**Stored data:**

::::

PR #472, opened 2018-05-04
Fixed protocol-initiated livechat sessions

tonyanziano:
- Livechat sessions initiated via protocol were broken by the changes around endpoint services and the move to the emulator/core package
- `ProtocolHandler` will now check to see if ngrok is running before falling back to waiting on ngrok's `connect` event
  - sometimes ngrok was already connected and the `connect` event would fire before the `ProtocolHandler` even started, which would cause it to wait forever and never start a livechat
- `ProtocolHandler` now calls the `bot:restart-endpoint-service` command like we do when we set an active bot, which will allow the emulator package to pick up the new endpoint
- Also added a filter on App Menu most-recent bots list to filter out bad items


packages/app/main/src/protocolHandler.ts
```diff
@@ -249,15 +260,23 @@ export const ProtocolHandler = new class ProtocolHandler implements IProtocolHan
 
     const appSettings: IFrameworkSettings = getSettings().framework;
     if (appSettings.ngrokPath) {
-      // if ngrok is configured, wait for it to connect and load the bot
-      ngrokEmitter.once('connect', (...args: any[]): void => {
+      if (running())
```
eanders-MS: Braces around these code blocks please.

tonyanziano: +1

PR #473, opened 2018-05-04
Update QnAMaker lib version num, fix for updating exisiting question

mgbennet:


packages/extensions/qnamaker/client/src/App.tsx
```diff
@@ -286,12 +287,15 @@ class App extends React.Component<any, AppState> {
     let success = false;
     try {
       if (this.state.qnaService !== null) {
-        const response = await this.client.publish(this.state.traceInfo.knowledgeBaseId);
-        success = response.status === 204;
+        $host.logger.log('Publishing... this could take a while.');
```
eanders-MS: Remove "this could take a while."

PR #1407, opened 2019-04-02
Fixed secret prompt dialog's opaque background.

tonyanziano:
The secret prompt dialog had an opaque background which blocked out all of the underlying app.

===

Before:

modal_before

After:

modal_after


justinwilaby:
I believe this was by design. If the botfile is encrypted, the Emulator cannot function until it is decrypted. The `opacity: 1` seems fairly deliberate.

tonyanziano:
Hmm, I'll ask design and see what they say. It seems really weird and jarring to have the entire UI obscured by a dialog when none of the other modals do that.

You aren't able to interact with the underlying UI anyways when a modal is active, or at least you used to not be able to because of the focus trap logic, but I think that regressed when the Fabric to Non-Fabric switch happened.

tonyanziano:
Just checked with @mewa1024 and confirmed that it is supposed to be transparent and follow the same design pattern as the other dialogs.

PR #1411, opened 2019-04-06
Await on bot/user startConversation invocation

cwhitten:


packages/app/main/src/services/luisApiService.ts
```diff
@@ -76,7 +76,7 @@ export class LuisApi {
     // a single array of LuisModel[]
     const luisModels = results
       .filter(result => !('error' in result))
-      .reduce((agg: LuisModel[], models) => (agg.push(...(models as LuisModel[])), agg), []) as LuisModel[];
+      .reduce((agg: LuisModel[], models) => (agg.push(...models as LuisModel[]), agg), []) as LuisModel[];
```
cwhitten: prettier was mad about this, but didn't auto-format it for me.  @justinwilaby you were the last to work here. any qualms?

::::

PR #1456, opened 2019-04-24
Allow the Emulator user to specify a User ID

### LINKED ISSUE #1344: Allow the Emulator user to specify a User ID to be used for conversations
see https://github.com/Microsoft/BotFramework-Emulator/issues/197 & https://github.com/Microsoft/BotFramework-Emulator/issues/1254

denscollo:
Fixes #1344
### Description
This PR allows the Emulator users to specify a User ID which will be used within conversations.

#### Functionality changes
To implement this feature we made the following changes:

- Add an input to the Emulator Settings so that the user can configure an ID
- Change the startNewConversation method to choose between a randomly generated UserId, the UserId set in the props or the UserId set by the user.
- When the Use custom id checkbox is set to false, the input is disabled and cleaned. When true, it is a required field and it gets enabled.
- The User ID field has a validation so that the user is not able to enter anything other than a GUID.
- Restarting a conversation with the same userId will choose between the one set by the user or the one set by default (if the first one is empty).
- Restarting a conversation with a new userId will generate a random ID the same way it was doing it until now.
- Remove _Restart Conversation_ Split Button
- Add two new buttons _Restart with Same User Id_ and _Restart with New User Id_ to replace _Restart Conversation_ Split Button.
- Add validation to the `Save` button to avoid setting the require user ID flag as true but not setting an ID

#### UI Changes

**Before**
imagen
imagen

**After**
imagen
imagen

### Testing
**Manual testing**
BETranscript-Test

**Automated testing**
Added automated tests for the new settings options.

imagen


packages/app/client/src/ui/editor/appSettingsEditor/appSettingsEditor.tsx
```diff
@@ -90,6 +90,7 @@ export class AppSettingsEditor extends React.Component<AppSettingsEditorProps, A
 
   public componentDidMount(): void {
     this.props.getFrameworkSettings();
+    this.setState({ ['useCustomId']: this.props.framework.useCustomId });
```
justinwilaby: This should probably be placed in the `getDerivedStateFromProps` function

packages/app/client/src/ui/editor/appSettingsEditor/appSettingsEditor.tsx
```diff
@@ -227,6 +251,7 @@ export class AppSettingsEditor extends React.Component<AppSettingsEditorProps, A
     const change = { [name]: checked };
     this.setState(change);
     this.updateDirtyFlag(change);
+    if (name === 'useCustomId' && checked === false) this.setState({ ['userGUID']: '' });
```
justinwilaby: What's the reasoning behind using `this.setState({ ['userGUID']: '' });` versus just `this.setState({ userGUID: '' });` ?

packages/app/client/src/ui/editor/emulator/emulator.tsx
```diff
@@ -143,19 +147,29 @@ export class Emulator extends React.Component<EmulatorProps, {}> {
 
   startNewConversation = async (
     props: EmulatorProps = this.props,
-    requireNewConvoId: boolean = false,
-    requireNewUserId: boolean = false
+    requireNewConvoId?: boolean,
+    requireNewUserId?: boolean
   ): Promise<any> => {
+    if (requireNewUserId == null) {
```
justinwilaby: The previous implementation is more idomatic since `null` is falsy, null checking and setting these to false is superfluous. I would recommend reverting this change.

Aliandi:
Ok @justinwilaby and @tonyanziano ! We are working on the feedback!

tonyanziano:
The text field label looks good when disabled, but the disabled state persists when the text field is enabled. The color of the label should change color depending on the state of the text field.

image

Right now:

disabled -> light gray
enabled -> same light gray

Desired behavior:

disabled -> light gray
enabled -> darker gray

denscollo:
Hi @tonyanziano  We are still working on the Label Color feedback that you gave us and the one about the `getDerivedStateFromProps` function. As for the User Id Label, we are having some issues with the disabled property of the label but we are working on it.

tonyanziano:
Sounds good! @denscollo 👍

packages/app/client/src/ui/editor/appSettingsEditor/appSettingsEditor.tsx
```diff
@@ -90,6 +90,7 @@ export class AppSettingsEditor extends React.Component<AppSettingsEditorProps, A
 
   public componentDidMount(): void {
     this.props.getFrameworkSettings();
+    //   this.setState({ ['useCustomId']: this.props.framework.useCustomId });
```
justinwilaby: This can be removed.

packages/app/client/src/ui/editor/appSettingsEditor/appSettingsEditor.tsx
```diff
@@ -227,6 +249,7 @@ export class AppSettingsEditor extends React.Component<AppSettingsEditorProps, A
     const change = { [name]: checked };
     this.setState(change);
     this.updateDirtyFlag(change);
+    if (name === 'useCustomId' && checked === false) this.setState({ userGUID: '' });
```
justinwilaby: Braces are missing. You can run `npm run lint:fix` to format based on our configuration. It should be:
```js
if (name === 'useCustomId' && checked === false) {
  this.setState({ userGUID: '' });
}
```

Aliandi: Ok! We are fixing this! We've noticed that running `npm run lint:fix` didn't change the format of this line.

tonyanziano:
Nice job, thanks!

::::

**About this exercise:** After reading through the records, count the lines that hold the string "while" and give only the count.

**Answer space:** 2